She's Up to No Good(93)
Vivie shook her head. “I can’t.”
Evelyn rose from the bed and went toward the door. Just as she was about to open it, Vivie hugged her, then kissed her fiercely on the cheek. “I love you.”
Evelyn held her sister close. “I love you too. Please go to sleep soon.”
Vivie said she would try, and Evelyn went to Margaret’s room, falling asleep as soon as her head hit the pillow.
Evelyn woke to the sound of rain. She rolled over to go back to sleep, but Margaret was snoring. She could tolerate it in Fred, but not in her sister. And so, with a sigh, Evelyn sat up, swung her feet over the edge of the bed, and padded barefoot down the hall to Vivie’s room. The curtains were drawn and the sliver of deep gray dawn that peeked around the edges failed to illuminate the bed. Evelyn walked slowly, a hand out unnecessarily as she knew each inch of the room, until she reached the bed, where she lay down to snuggle into her sister.
Except Vivie wasn’t there. Evelyn patted around the bed, her eyes snapping open when she touched a piece of paper. She reached to turn on the nightstand lamp, almost knocking it over in the process, her eyes adjusting slowly to the paper in front of her, which fluttered to the bed after she read it, her hand clasped to her mouth.
She went down the stairs swiftly in the darkness, toward her parents’ room, the paper clutched tightly in her hand, but there was a light in the kitchen. Vivie, she thought in relief, bursting through the doorway.
But it wasn’t Vivie.
Her father sat at the kitchen table, drinking a cup of coffee. “You’re up early,” he said.
Evelyn sank to the floor at his feet. “Oh, Papa,” she sobbed.
“What’s this? What’s wrong?”
“Vivie—”
“Vivie will be fine. You were.”
Evelyn looked up at him, tears pouring down her face. “Papa, she’s gone.”
He stood. “She went to New York? After—?”
“No. Papa, she left a note. She—” She couldn’t say the words, holding the paper out to her father, who took it, his dark complexion turning ashen as he read.
“No.”
“We have to call the police—”
Joseph wiped his brow, then rose and went to the kitchen sink, pulling a book of matches from his pocket. He struck one and lit a corner of the letter as Evelyn watched, horrified.
“What are you doing?”
He waited until the letter was gone before turning back to her. He had never looked old to Evelyn until that moment. “We will tell the police she is missing. But whatever happened, it was an accident.”
Evelyn’s mouth dropped open, her eyes narrowed in pain. “That’s what you care about? People knowing?”
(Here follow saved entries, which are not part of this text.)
PR #416, opened 2026-02-27
Make Vector::copyDataTo able to copy from device to host and vice versa

### LINKED ISSUE #414: Make `Vector::copyDataTo` able to copy from device to host and vice versa
### Summary

Current implementation of `Vector::copyDataTo` methods allows for copying from host-to-host and device-to-device only. If one needs to copy from host to device one needs an additional copy operation. Need to modify `Vector::copyDataTo` so it can copy data from any memory space to any memory space, similar as `Vector::copyDataFrom` methods.

### Rationale

Eliminating additional data copy when using `Vector::copyDataTo` calls will reduce unnecessary performance overhead. This is also required if we want to eliminate all "sloppy" data movement that `Vector::getData` functions do. 

### Description

Implement methods:
```c++
      int copyDataTo(real_type* dest, index_type i, memory::MemorySpace memspaceSrc, memory::MemorySpace memspaceDst);
      int copyDataTo(real_type* dest, memory::MemorySpace memspaceSrc, memory::MemorySpace memspaceDst);
```
that can copy from any memory space (host or device) to any memory space (host or device).

### Additional information

_No response_

shakedregev:
## Description
 
Current implementation of `Vector::copyDataTo` methods allows for copying from host-to-host and device-to-device only. If one needs to copy from host to device one needs an additional copy operation. Need to modify `Vector::copyDataTo` so it can copy data from any memory space to any memory space, similar as `Vector::copyDataFrom` methods.
 
  

 ## Proposed changes
 
My changes allow the source and memory space to be different. I also addressed naming issues and syncing issues.
 
 ## Checklist

     - [x] CPU backend
     - [x] CUDA backend
     - [x] HIP backend
     - [x] CPU backend
     - [x] CUDA backend
     - [x] HIP backend
 
 ## Further comments
 
I noticed some issues that I left to not explode the scope of the PR. We should follow up on these.

1. `copyDataFrom` has similar naming and potentially syncing issues
2. GramSchmidt is littered with `deviceSynchronize()` seemingly arbitrarily
3. Vector tests have some commented tests.

### DIFF
--- a/resolve/GramSchmidt.cpp
+++ b/resolve/GramSchmidt.cpp
@@ -259,7 +259,7 @@ namespace ReSolve
         H[idxmap(i, j, num_vecs_ + 1)] -= s;
       } // for j
       vec_Hcolumn_->resize(i + 1);
-      vec_Hcolumn_->copyDataFrom(&H[idxmap(i, 0, num_vecs_ + 1)], memory::HOST, memspace_);
+      vec_Hcolumn_->copyFromExternal(&H[idxmap(i, 0, num_vecs_ + 1)], memory::HOST, memspace_);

Joseph crossed to her and gripped her arms tightly. “Just one person. Don’t you understand? This will destroy your mother.”
“She deserves it,” Evelyn said bitterly, her own pain too great to worry about her mother’s. “She’s not innocent.”
Her father’s shoulders fell, and Evelyn saw the tears in his eyes. “Please, Evelyn. If you won’t for her, then for me. We have to make them believe it was an accident. I—I can’t lose her too.” He released her arms and collapsed to the kitchen table, his body wracked with silent sobs that Evelyn watched with alarmed fascination. She had never seen a grown man cry, let alone her father.
Evelyn stood, fighting her own grief as she realized what she needed to do for her father’s sake. “Don’t call the police yet. You need—you need to pretend you don’t know. We’ll find that she’s missing together. When I get back.”
“Where are you going?”
“To see someone who can help us.” Evelyn tiptoed out of the kitchen, tossed a slicker that hung on a hook by the front door over her nightgown, and slipped silently down the cottage steps in the misty rain.
For an interminable moment, she stood at the edge of the road, peering through the trees and scanning the bluffs, hoping against hope that her sister would still be standing there.
But there was no one.
Wiping her eyes with the back of her hand, she climbed into the car and looked at her reflection in the rearview mirror. Well, she thought grimly, he won’t think I’m there to win him back. She put the car in drive, her heart pounding, and went to the only person who could help her.
CHAPTER FIFTY-TWO
“Tony,” I breathed, my eyes wide.
“He was a lieutenant by then. He rose quickly.”
“And he . . . ?”
She smiled wryly at me. “Am I telling this story, or are you?”
CHAPTER FIFTY-THREE
July 1955
Hereford, Massachusetts
She sat for a moment behind the wheel, working up the courage to go pound on the door until someone told her where to find him. But then Tony walked out, peering up at the sky before pulling on his uniform hat.
Evelyn moved quickly, stepping out of the car and calling his name. He whirled around in surprise at her voice.
“What do you want, Ev . . .” He trailed off when he saw her face, his tone changing immediately. “What happened?”
Evelyn swallowed bravely, but her knees buckled, and Tony raced to catch her before she hit the pavement.